• **WORK REQUEST**: Could you copy out every line of the data where the word "runs" occurs?

• **ENTRIES SHOWN**:
* * * * *
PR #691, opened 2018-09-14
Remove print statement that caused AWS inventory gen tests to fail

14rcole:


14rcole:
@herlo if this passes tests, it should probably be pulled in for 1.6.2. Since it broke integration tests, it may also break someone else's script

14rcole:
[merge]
* * * * *
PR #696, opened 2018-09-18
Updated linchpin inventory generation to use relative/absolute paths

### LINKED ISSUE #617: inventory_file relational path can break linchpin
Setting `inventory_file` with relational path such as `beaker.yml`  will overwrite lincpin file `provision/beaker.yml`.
* * * * *
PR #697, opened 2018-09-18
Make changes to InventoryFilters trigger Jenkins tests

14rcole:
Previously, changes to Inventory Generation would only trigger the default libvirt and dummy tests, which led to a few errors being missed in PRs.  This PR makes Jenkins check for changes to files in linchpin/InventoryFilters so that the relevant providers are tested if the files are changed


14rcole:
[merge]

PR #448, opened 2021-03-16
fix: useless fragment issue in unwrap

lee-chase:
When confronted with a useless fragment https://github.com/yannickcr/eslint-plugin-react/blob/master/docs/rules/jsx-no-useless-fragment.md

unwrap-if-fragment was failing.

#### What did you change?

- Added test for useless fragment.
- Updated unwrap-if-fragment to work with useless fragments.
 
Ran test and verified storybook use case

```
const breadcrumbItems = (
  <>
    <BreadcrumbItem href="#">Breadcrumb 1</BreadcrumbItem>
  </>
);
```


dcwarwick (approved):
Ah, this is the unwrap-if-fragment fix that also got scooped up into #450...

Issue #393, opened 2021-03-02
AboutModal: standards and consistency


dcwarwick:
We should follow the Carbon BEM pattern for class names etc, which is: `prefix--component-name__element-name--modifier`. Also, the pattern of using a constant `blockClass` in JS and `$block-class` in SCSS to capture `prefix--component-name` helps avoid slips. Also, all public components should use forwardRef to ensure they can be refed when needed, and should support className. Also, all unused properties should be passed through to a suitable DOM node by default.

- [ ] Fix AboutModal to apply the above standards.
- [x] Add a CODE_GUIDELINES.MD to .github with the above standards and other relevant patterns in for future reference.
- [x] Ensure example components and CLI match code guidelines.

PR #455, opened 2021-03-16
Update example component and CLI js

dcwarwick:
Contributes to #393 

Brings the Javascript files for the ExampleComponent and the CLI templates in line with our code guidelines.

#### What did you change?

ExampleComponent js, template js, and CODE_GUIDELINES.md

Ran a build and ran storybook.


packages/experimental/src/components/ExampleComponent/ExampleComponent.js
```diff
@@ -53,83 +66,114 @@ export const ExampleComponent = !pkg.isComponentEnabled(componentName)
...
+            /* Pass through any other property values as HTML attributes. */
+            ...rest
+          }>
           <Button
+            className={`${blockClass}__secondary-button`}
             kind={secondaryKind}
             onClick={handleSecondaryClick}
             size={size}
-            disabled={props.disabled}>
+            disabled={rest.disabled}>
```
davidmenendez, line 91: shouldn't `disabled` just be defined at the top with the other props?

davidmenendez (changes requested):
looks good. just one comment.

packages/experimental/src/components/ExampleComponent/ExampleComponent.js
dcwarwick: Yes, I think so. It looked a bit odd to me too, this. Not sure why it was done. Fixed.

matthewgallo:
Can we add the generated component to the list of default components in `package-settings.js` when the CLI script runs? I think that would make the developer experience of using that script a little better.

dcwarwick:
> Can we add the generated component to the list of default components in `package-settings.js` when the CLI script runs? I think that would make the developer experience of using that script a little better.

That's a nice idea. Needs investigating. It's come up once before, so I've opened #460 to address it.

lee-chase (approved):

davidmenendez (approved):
* * * * *
• **OUTPUT FOR THIS EXERCISE**:
Can we add the generated component to the list of default components in `package-settings.js` when the CLI script runs? I think that would make the developer experience of using that script a little better.
> Can we add the generated component to the list of default components in `package-settings.js` when the CLI script runs? I think that would make the developer experience of using that script a little better.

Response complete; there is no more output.